A card flashed in front of the centaur reading Twinslash, depicting crossed swords. Two blades, menacingly jagged, appeared in the centaur’s hands and he charged Pan. Pan ran.

Four legs could outrun two legs, but not immediately, and only in fairly straight lines. And Pan found running wasn’t the word for what he was doing. He was bounding like a deer. It was a pitiful two-legged bounding, and he thought he must look like a kangaroo, but it was weirdly efficient for getting over the natural tripping hazards and weaving around trees.

Hoofbeats sounded in quarter time behind him, trampling whatever he was skipping over.

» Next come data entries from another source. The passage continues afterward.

PR #3094, opened 2026-08-18
PORTALS-4378

jay-hodgson:

PR #3095, opened 2026-08-18
PORTALS-4403

jay-hodgson:
Builds off of https://github.com/Sage-Bionetworks/synapse-web-monorepo/pull/3094

Adds templates table, and eDUC templates tab to AR dashboard (visible to ACT only)

Screenshot 2026-08-18 at 3 39 52 PM
After clicking on the "Validate" button on each row.
Screenshot 2026-08-18 at 3 40 03 PM

Also, a dedicated set of stories for the templates table itself (all valid, all invalid, and empty).
Screenshot 2026-08-18 at 3 33 55 PM
Screenshot 2026-08-18 at 3 34 04 PM
Screenshot 2026-08-18 at 3 34 11 PM

### DIFF
--- a/packages/synapse-react-client/src/components/dataaccess/EDucTemplateTable.tsx
+++ b/packages/synapse-react-client/src/components/dataaccess/EDucTemplateTable.tsx
@@ -3,8 +3,16 @@ import {
   useListEDucTemplates,
 } from '@/synapse-queries'
 import { formatDate } from '@/utils/functions/DateFormatter'
-import { CheckCircleTwoTone, ErrorTwoTone } from '@mui/icons-material'
-import { Alert, Box, Button, Skeleton, Typography } from '@mui/material'
+import { CheckCircleTwoTone, ErrorTwoTone, Replay } from '@mui/icons-material'
+import {
+  Alert,
+  Box,
+  Button,
+  IconButton,
+  Skeleton,
+  Tooltip,
+  Typography,
+} from '@mui/material'
 import { EDucTemplate } from '@sage-bionetworks/synapse-client'
 import {
   createColumnHelper,
@@ -61,7 +69,7 @@ function ValidationCell(props: { templateId: string | undefined }) {
   const { templateId } = props
   const [enabled, setEnabled] = useState(false)
 
-  const { data, error, isFetching } = useGetEDucTemplateValidation(
+  const { data, error, isFetching, refetch } = useGetEDucTemplateValidation(
     templateId ?? '',
     { enabled: enabled && Boolean(templateId) },
   )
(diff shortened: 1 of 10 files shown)


packages/synapse-react-client/src/components/dataaccess/EDucTemplateTable.tsx
```diff
@@ -0,0 +1,194 @@
...
+  columnHelper.display({
+    id: 'validation',
+    header: props => <ColumnHeader {...props} title={'Validation status'} />,
+    cell: ({ row }) => <ValidationCell templateId={row.original.templateId} />,
+  }),
+]
+
+function ValidationCell(props: { templateId: string | undefined }) {
+  const { templateId } = props
+  const [enabled, setEnabled] = useState(false)
```
kianamcc: Can the naming for this be more explicit? hasRequestedValidation for example.

packages/synapse-react-client/src/components/dataaccess/EDucTemplateTable.tsx
```diff
@@ -0,0 +1,194 @@
...
+  )
+
+  if (!templateId) return null
+
+  if (!enabled) {
+    return (
+      <Button
+        variant={'outlined'}
+        size={'small'}
+        onClick={() => setEnabled(true)}
```
kianamcc: Once set to true does it stay true when switching between tabs?

packages/synapse-react-client/src/components/dataaccess/EDucTemplateTable.tsx
```diff
@@ -0,0 +1,194 @@
...
+      >
+        Validate
+      </Button>
+    )
+  }
+
+  if (isFetching) {
```
kianamcc, line 91: If a template is invalid, user fixes it in DocuSign and comes back, we don't validate it again right? So we continue to show a stale reason? Should we have some sort of re-validate button?

jay-hodgson: You're absolutely right.  I'll add this functionality...

packages/synapse-react-client/src/components/dataaccess/EDucTemplateTable.tsx
jay-hodgson: Renaming

packages/synapse-react-client/src/components/dataaccess/EDucTemplateTable.tsx
jay-hodgson: Validation states are reset when tab is changed (but result is probably cached).  I think this is ok for an ACT-only feature

jay-hodgson:
Implemented @kianamcc 's suggestion to provide the ability to revalidate:
Screenshot 2026-08-19 at 12 54 10 PM

kianamcc (approved):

Then, on a downswing, Pan was caught in the intense flames of a fire trap. For a moment, the air was unbreathably hot. He stumbled in three steps, his momentum rolling him and extinguishing the fire that had caught in his fur.

There was a sound of laughter behind him.

“I dropped that when I was tailing you!” the centaur guffawed. “And you still managed to hit it!”

Pan looked up from the leaf litter, some of it clinging to the fur on his face. The centaur had his arms wrapped in front of himself, laughing and keeping his swords from cutting him while he did.

The swords glittered and vanished, evaporating into sparkles.

“What? Hey!” the centaur said, his mirth leaving him similarly, “My attack!”

There were two cards in Pan’s periphery. He’d kept Mirror and Slow, oblivious to their actual effects. He stood and tried to scramble up a nearby tree. Slow, depicting a snail with a clock for a shell, flashed in front of him as he selected it.

If I can hold him off for this turn and next, he thought. But then a funny feeling came over him as he mounted the lowest branch. It felt like he was moving through molasses.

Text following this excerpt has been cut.